_Task item_: Only lines with the word "yaml" belong in the answer; copy them from the records below.

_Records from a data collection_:
===

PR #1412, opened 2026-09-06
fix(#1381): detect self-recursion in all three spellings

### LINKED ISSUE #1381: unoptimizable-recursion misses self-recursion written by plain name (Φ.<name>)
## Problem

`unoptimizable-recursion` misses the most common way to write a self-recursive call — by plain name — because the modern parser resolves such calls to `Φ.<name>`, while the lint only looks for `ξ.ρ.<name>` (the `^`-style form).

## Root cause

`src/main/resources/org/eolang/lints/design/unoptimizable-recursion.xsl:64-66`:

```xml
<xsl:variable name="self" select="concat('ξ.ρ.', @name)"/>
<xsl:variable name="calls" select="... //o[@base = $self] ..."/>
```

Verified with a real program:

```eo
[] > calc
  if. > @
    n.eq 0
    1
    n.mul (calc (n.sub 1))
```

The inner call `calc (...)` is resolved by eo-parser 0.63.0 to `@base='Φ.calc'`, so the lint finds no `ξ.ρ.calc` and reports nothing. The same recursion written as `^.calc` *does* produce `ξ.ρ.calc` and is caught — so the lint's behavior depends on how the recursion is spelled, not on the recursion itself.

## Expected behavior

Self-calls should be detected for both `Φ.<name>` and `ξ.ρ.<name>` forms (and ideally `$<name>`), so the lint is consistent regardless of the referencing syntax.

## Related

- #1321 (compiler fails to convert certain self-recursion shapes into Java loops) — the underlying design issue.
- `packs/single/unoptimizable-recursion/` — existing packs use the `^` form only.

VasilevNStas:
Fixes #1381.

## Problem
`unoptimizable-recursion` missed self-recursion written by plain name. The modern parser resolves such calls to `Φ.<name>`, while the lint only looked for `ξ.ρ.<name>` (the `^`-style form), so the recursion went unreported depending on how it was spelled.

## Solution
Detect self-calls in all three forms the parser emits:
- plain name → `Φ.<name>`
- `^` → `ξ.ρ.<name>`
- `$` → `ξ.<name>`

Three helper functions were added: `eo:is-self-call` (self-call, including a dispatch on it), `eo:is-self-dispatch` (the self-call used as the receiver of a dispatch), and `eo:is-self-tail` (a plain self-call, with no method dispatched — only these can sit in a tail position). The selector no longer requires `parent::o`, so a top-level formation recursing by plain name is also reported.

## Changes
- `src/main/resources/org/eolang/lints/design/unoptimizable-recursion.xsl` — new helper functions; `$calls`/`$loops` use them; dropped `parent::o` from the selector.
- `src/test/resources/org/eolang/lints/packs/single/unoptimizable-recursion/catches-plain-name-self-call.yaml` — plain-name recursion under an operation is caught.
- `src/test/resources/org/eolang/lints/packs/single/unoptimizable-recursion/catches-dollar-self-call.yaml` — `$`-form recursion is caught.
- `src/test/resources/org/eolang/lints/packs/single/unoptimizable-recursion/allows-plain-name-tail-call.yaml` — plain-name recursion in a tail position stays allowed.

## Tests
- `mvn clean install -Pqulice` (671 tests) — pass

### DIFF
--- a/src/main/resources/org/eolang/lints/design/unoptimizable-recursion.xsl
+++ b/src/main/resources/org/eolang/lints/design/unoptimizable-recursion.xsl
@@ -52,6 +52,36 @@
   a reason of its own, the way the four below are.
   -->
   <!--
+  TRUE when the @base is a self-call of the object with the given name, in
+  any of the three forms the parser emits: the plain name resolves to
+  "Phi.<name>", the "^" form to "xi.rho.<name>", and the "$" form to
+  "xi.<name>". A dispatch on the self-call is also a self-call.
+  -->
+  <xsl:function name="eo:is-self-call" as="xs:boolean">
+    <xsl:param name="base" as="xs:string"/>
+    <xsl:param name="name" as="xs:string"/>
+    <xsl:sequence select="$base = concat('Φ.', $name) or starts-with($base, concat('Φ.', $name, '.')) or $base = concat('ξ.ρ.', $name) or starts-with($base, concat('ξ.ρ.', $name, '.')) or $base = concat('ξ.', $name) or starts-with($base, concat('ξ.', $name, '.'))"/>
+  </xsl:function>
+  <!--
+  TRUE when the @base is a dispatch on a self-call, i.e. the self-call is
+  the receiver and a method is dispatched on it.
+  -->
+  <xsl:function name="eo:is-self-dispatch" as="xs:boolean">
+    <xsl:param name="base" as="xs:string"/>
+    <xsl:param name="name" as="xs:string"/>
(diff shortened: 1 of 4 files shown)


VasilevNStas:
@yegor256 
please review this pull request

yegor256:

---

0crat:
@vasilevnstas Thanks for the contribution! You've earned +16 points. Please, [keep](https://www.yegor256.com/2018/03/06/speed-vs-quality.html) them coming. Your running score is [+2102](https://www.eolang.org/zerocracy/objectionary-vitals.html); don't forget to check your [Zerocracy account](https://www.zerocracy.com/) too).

===

_Response to this task_:
- `src/test/resources/org/eolang/lints/packs/single/unoptimizable-recursion/catches-plain-name-self-call.yaml` — plain-name recursion under an operation is caught.
- `src/test/resources/org/eolang/lints/packs/single/unoptimizable-recursion/catches-dollar-self-call.yaml` — `$`-form recursion is caught.
- `src/test/resources/org/eolang/lints/packs/single/unoptimizable-recursion/allows-plain-name-tail-call.yaml` — plain-name recursion in a tail position stays allowed.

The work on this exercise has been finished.